Why most coaching doesn’t work and what to do about it.

Coaching not just a nice chat!

Humans are walking contradictions.

  • We want to be free but cling to rules.

    We want to grow but resist discomfort.

  • We want to be seen but fear exposure.

The paradox of coaching

We live in the paradox of transformation: wanting change yet resisting it.

Paradox is everywhere in coaching. People hire us to change their lives and then resist every moment of change. They say “I want transformation” but mean “I want someone else to make this easier.”

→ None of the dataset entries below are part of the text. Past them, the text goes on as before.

PR #190, opened 2017-06-29
Async methods in ConnectionPool

zhenlineo:
Removed ambiguous `IConnection.Dispose` method as it means differently for different `IConnection` implementation:

* `SocketConneciton` - Close network connection directly.
* PooledConnection - Reset connection and Release connection back to pool. Requires network send and receive.
* `TransactionConnection` - Release `Delegated` connection
* `ClusterConnection` - Perform `Delegated.Dispose()`

Instead `IConnection.Close` and `IConnection.CloseAsync()` are added as replacement to `IConnection.Dispose`
Renamed old`IConnection.Close` to `IConnection.Destroy` to better describe the only action in this method is to close/destroy resources only directly in this method.
Removed some unnecessary async method in `SocketClient` and `TcpClient`

### DIFF
--- a/Neo4j.Driver/Neo4j.Driver/Internal/Connector/SocketConnection.cs
+++ b/Neo4j.Driver/Neo4j.Driver/Internal/Connector/SocketConnection.cs
@@ -66,7 +66,7 @@ namespace Neo4j.Driver.Internal.Connector
 
         public void Init()
         {
-            var connected = Task.Run(() => _client.Start(_connectionTimeout)).Wait(_connectionTimeout);
+            var connected = Task.Run(() => _client.StartAsync(_connectionTimeout)).Wait(_connectionTimeout);
             if (!connected)
             {
                 throw new IOException(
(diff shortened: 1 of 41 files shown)


Neo4j.Driver/Neo4j.Driver/Internal/Connector/SocketConnection.cs
```diff
@@ -225,6 +216,12 @@ protected virtual void Dispose(bool isDisposing)
             }
         }
 
+        public Task CloseAsync()
+        {
+            Close();
+            return Task.CompletedTask; // TODO verify this is the correct way to do it
```
zhenlineo, line 230: @ali-ince What is the best way to impl a async method that actually do not need to wait for anything?
As you could see, this CloseAsync() on SocketConnection is the same as Close()

Neo4j.Driver/Neo4j.Driver/Internal/Transaction.cs
```diff
@@ -223,13 +223,19 @@ public TransactionConnection(Transaction transaction, IConnection connection)
...
             {
                 // no resouce will be closed as the resources passed in this class are managed outside this class
                 Delegate = null;
                 _transaction = null;
             }
 
+            public override Task CloseAsync()
+            {
+                Close();
+                return Task.CompletedTask;
```
zhenlineo, line 234: Same here

Neo4j.Driver/Neo4j.Driver/Internal/Connector/SocketConnection.cs
ali-ince: @zhenlineo I thought to remove those Async methods on our second pass - as we really do not need them at all. Instead we should use Close().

This is not weakness. It is human. But naming it matters, because without naming it, you stay in the loop.

 

Reflection: Where are you asking for change while secretly hoping nothing shifts?

 

The data we don’t want to admit

This isn’t just a feeling. Human behaviour is measured, and the numbers are brutal.


  • Online learning: Massive Open Online Courses (MOOCs) attract millions of people each year. Completion rates average only 7 to 15 percent, with some as low as 3 percent. Most learners quit in the first or second week.

  • Training transfer: Studies show that only 10 to 20 percent of professional training is ever applied in the workplace. The rest is forgotten, ignored, or actively resisted.

  • Coaching ROI: The International Coaching Federation reports around 70 percent of clients improve their performance, communication, or relationships through coaching. That sounds impressive until you realise 30 percent don’t, even after paying for it. The difference? Application.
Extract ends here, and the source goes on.